Analytical investigation of CdSe/CdS/ZnSe‐based single‐core double‐shell nanotextured vertical nanopillar array antenna for broadband photodetection applications

Abstract

SummaryThe photon‐trapping nanostructures greatly contributes in minimizing the light reflectance losses occurring due to air–semiconductor refractive mismatch in photodetector devices. Here we have proposed a vertically oriented CdSe/CdS/ZnSe tri material‐based multiple core–shell nanopillar array structure to act as a light‐trapping efficient antenna for broadband photodetection applications. The nanopillar structure consist of diamond shaped nanotexturization over its three layer pillar interfaces. The proposed nanotexturization over the triple‐layered nanopillar structure would feature multiple scattering mechanisms for the trapped photons enhancing their optical path length along with the defect‐free confinement of the exciton pairs. The lattice compatibility of the CdS and ZnS shell layers forms a bridge between the lattice‐mismatched CdSe core and ZnSe shell leading towards the attainment of a reduced strain as well as high photochemical stability and photo quantum efficiency.

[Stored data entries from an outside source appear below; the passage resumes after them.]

PR #595, opened 2022-02-01
extensions: introduce nbf jwt claim leeway configuration

### LINKED ISSUE #594: OAuth2 notBefore (nbf) validation
I'm having issues with the `notBefore` validation, because in an environment that I deployed seems like the DAPS server timestamp is some seconds ahead the connector's one so I'm getting the **Token is not valid yet** error, that is caused by the `checkRule` in `Oauth2ValidationRule` 

https://github.com/eclipse-dataspaceconnector/DataSpaceConnector/blob/6cd65111e81d7cfd189e935bd9f6beb28259c345/extensions/iam/oauth2/oauth2-core/src/main/java/org/eclipse/dataspaceconnector/iam/oauth2/core/impl/Oauth2ValidationRule.java#L37

The [RFC 7591](https://datatracker.ietf.org/doc/html/rfc7519#section-4.1.5) reports that
> Implementers MAY provide for some small leeway, usually no more than a few minutes, to account for clock skew.

and also

> Use of this claim is OPTIONAL

So there could be two proposals:
* introducing a configurable leeway for the `nbf` claim validation.
* introducing a configurable switch to disable `nbf` claim validation.

I'm more inclined to the first but any opinion is appreciated.

ndr-brt:
Fix #594


extensions/iam/oauth2/oauth2-core/README.md
```diff
@@ -4,12 +4,13 @@ This extension provides an `IdentityService` implementation based on the OAuth2
...
+| `edc.oauth.provider.audience`     | Provider audience                                                                  | false     | id of the connector             |
+| `edc.oauth.provider.jwks.url`     | URL from which well-known public keys of Authorization server can be fetched       | false     | http://localhost/empty_jwks_url | 
+| `edc.oauth.public.key.alias`      | Alias of public associated with client certificate                                 | true      | null                            |
+| `edc.oauth.private.key.alias`     | Alias of private key (used to sign the token)                                      | true      | null                            |
+| `edc.oauth.provider.jwks.refresh` | Interval at which public keys are refreshed from Authorization server (in minutes) | false     | 5                               |
+| `edc.oauth.client.id`             | Public identifier of the client                                                    | true      | null                            |
+| `edc.oauth.validation.nbf.leeway` | Leeway in seconds to remedy clock skew on notBefore claim validation               | false     | 10                              |
```
tmberthold, line 16: Obvious to us since we know the problem, but perhaps clearly note that the seconds are added to the Connector's time and not subtracted in standard case (unless someone enters a negative int).

something like: `Leeway in seconds added to current time to remedy clock skew on notBefore claim validation`

tmberthold (changes requested):

bscholtes1A (approved):

tmberthold (approved):

ndr-brt:
Thanks for reviewing, I take the opportunity to divide classes in two packages: `jwt` and `identity`, that are more meaningful than the former `impl` one.

bscholtes1A (approved):

ndr-brt:
@jimmarino I think this can be merged

tmberthold (approved):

As compared to the single‐layered CdSe/ZnSe nanotextured core–shell nanopillar structure the double‐layered nanotextured CdSe/CdS/ZnSe exhibits a high photoresponsivity of 0.425 A/W and external quantum efficiency of 0.98 is attained. The obtained results exhibit that the double‐shell layered‐based nanotextured nanopillar array structure would be a well‐competent alternative as compared to the planar counterpart for next‐generation photodetector applications.